First off, I have been starting colts for years and am by no means iexperienced on the subject. All I am asking about is, specifically is there anything different about working with a 4 year old stud who has already covered mares vs. the regular 2 to 3 year old stallions I have started in the past who havent coverd mares? Reason I ask is, I have a client who is convinced on keeping them intact but yet he wants them started... he is a breeder and I am just a trainer so I am not getting in that argument with him. I of course am a firm believer in if its a ok stallion, it would probably make a exceptional gelding!

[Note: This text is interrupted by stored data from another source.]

PR #1469, opened 2024-04-25
Use lossy string to log signing key path, as debug would add quotes/escapes

jackkleeman:
One of those cases where rust is very exact but very unhelpful :)

### DIFF
--- a/crates/service-client/src/request_identity/v1.rs
+++ b/crates/service-client/src/request_identity/v1.rs
@@ -42,7 +42,11 @@ impl SigningKey {
         );
         let key = jsonwebtoken::EncodingKey::from_ed_der(pem_bytes.as_slice());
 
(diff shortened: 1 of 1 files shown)


crates/service-client/src/request_identity/v1.rs
```diff
@@ -42,7 +42,11 @@ impl SigningKey {
         );
         let key = jsonwebtoken::EncodingKey::from_ed_der(pem_bytes.as_slice());
 
-        info!(kid, path = ?request_identity_private_key_pem_file, "Loaded request identity key");
+        info!(
+            kid,
+            path = request_identity_private_key_pem_file.to_string_lossy(),
```
tillrohrmann, line 47:
```suggestion
            path = %request_identity_private_key_pem_file.display(),
```

tillrohrmann (approved):
Indeed. I think you can use `.display()` instead. Apart from that +1 for merging.

Issue #1417, opened 2024-04-17
Update Timers table key to work for different types of timers


tillrohrmann:
Right now the timer key assumes that a timer is strictly associated with a journal entry. This is, however, no longer true, since we also have timers that are used for cleaning up invocations after their retention period. To be a bit more flexible with what our timer service can store, we could change the timer key to the following format:

```
TimerKey {
  partition_id: PartitionId,
  timestamp: u64,
  discriminant: u8,
  x
}
```

`x` can depend on `discriminant` (e.g. invocation_uuid + journal entry index for journal-based timers, invocation_uuid for cleaning up the invocation status after the retention period).

PR #1480, opened 2024-04-29
Introduce TimerKind to support different types of timers

tillrohrmann:
The TimerKind is used to store differently typed timers. Currently,
we support journal scoped timers that are scoped to a certain journal
entry. Additionally, we support invocation scoped timers that are scoped
to an invocation (e.g. only a single timer for a given wake up time for
a given invocation can exist).

This fixes https://github.com/restatedev/restate/issues/1417.

Only the commits starting from 6ab9fdf are relevant for this PR.

### DIFF
--- a/crates/storage-api/src/timer_table/mod.rs
+++ b/crates/storage-api/src/timer_table/mod.rs
@@ -26,35 +26,35 @@ use std::future::Future;
 #[derive(Clone, Debug, Eq, PartialEq, Hash, serde::Serialize, serde::Deserialize)]
 pub struct TimerKey {
     pub timestamp: u64,
-    pub kind: TimerKind,
+    pub kind: TimerKeyKind,
 }
 
 impl TimerKey {
-    pub fn complete_journal_entry(
+    fn complete_journal_entry(
         timestamp: u64,
         invocation_uuid: InvocationUuid,
         journal_index: u32,
     ) -> Self {
         TimerKey {
             timestamp,
-            kind: TimerKind::CompleteJournalEntry {
+            kind: TimerKeyKind::CompleteJournalEntry {
                 invocation_uuid,
                 journal_index,
             },
         }
     }
 
-    pub fn invoke(timestamp: u64, invocation_uuid: InvocationUuid) -> Self {
+    fn invoke(timestamp: u64, invocation_uuid: InvocationUuid) -> Self {
         TimerKey {
             timestamp,
-            kind: TimerKind::Invoke { invocation_uuid },
+            kind: TimerKeyKind::Invoke { invocation_uuid },
         }
     }
 
-    pub fn clean_invocation_status(timestamp: u64, invocation_uuid: InvocationUuid) -> Self {
+    fn clean_invocation_status(timestamp: u64, invocation_uuid: InvocationUuid) -> Self {
         TimerKey {
             timestamp,
-            kind: TimerKind::CleanInvocationStatus { invocation_uuid },
+            kind: TimerKeyKind::CleanInvocationStatus { invocation_uuid },
         }
     }
 }
@@ -84,7 +84,7 @@ impl Ord for TimerKey {
     strum_macros::EnumDiscriminants,
 )]
 #[strum_discriminants(derive(strum_macros::VariantArray))]
-pub enum TimerKind {
+pub enum TimerKeyKind {
     /// Delayed invocation
     Invoke { invocation_uuid: InvocationUuid },
     /// Completion of a journal entry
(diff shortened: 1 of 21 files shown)


crates/wal-protocol/src/timer.rs
```diff
@@ -48,21 +48,30 @@ impl TimerValue {
...
 
+    pub fn new_clean_invocation_status(
+        invocation_id: InvocationId,
+        wake_up_time: MillisSinceEpoch,
+    ) -> Self {
+        TimerValue {
+            timer_key: TimerKey::new_invocation(
+                wake_up_time.as_u64(),
+                invocation_id.invocation_uuid(),
+            ),
```
slinkydeveloper, line 70: I think this should be another timer kind, specific for the action of cleaning invocation status. Imagine we'll be able to support later cleaning up at separate times the invocation status and the idempotency key.

crates/worker/src/partition/state_machine/effects.rs
```diff
@@ -416,24 +416,27 @@ impl Effect {
...
                         // without converting to i64 this field will encode as a string
                         // however, overflowing i64 seems unlikely
                         restate.internal.end_time = i64::try_from(timer_value.wake_up_time().as_u64()).expect("wake up time should fit into i64"),
                     );
 
                     debug_if_leader!(
                         is_leader,
-                        restate.timer.key = %TimerKeyDisplay(timer_value.key()),
+                        restate.journal.index = entry_index,
+                        restate.invocation.id = %invocation_id,
```
slinkydeveloper, line 437: This is unnecessary repetition I think, you have the invocation id in the span already

crates/worker/src/partition/state_machine/effects.rs
```diff
@@ -416,24 +416,27 @@ impl Effect {
...
-                Timer::CompleteSleepEntry(_) => {
+                Timer::CompleteSleepEntry(invocation_id, entry_index) => {
                     info_span_if_leader!(
                         is_leader,
                         span_context.is_sampled(),
                         span_context.as_parent(),
                         "sleep",
-                        restate.invocation.id = %timer_value.invocation_id(),
-                        restate.timer.key = %TimerKeyDisplay(timer_value.key()),
+                        restate.invocation.id = %invocation_id,
```
slinkydeveloper, line 425: This is unnecessary repetition I think, you have the invocation id in the span already

slinkydeveloper (commented):
I think we need an ad-hoc kind for every type of timer we can register.

crates/wal-protocol/src/timer.rs
tillrohrmann: What you are describing should already be supported. The one thing that is not supported is to have multiple actions scheduled at the same time for a single invocation because they would have the same key. Currently, we don't have this requirement. Once we have it, then we can introduce a new `TimerKind` for the concurrent action.

Maybe I should have called `TimerKind` `TimerScope` instead.

tillrohrmann:
> I think we need an ad-hoc kind for every type of timer we can register.

Thanks for your review @slinkydeveloper. Could you elaborate on why you think that we need ad-hoc kinds for every type of timer we can register? From your comments, it was not fully clear to me yet.

crates/worker/src/partition/state_machine/effects.rs
tillrohrmann: Ah ok, then I'll remove it. I was assuming it is not the case because the `info_span_if_leader` was containing it.

crates/wal-protocol/src/timer.rs
tillrohrmann: I guess the argument one could make is that having a `TimerKind` per `Timer` would establish a one to one mapping between these two types.

crates/worker/src/partition/state_machine/effects.rs
tillrohrmann: A lot of other effects still have the `restate.invocation.id` as an event attribute. What is the guiding principle here?

tillrohrmann:
I've pushed an additional commit that introduces for every timer type its own kind.

crates/storage-api/src/timer_table/mod.rs
```diff
@@ -138,15 +158,15 @@ impl restate_types::timer::TimerKey for TimerKey {
 #[derive(Clone, Debug, Eq, PartialEq)]
 #[cfg_attr(feature = "serde", derive(serde::Serialize, serde::Deserialize))]
 pub enum Timer {
-    CompleteSleepEntry(InvocationId, u32),
     Invoke(ServiceInvocation),
+    CompleteJournalEntry(InvocationId, u32),
     CleanInvocationStatus(InvocationId),
 }
 
 impl WithPartitionKey for Timer {
```
slinkydeveloper, line 166: Side note: at some point i think it would be useful to have a trait similar to this for invocation id: `WithInvocationId`.

slinkydeveloper (approved):
Thanks for tackling this! Can't wait to add new timers now :)

crates/worker/src/partition/state_machine/effects.rs
slinkydeveloper: When there is a caller and callee, you put the callee invocation id too in the event itself and not the span.

crates/wal-protocol/src/timer.rs
slinkydeveloper: > I guess the argument one could make is that having a TimerKind per Timer would establish a one to one mapping between these two types.

Yes this is also true, i think it is overall simpler to understand.

> The one thing that is not supported is to have multiple actions scheduled at the same time for a single invocation because they would have the same key. Currently, we don't have this requirement. Once we have it, then we can introduce a new TimerKind for the concurrent action.

Not yet, but as described above, we already have some ideas in mind where multiple timers with same scope would be required, so I think it makes sense from now to support that.

crates/worker/src/partition/state_machine/effects.rs
tillrohrmann: > When there is a caller and callee, you put the callee invocation id too in the event itself and not the span.

I assume that for `SetState` there is no callee, right? It seems that we are still logging `restate.invocation.id`. Could it be that we didn't properly clean it up after the latest changes to the how the span is initialized?

tillrohrmann:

I think it depends on how he has covered mares. I can see an issue he if was just let to roam with mares or was hand bred without much focus on manners. In this case, I can see him being difficult when working around mares or other stallions (possibly geldings). He thinks his job is to bred mares and fight studs. If he has good ground manners and was either trained to an AI dummy or was well handled then it would not much different than any other stud in my book. In that its all about what his ground manners are and his personality. That said I have never trained a stallion and I don't see myself being in that camp any time soon.
Lol, Well the owner has a few stallions but I am assuming he keeps them seperated in different pastures. I will have to find out. They are untouched though I do know that! He only feeds them 2 times a day besides that, I do the rest with the colts. He just has decided to train a few of his mares and a few of the studs. I will have to find out a little more on how he keeps them seperated and such.
Some of the best mannered stallions I have ever dealt with have been pasture bred ones. I tend to believe this form of breeding can help a stallion understand he doesn't just get to jump on other horses (mares will only generally allow a cover when they are ready... Not on his whim)... But that doesn't mean pasture bred stallions are the only ones who are capable of being well mannered.
Remember that most stallions have a low BS threshold... So don't nag nag nag at him, he could take that as aggression on your part and meet it with equal mentality. Always insist that he be well mannered (pay attention to him, and correct the little things SOFTLY, rather than wait for him to be truly naughty and have to "punish" him) I usually find soft is the key to having a soft horse, regardless of sex.
Stallions can be easily distracted, so keep him thinking about you and what you are asking next... Don't get into a lull and start daydreaming then be suprised if he chooses to tune you out in a critical moment, he needs to be able to see you and trust you as his leader - otherwise he won't respect you as his leader when a situation arises that triggers his testosterone induced instincts... Do it by being quiet, firm and keeping things new and interesting for him.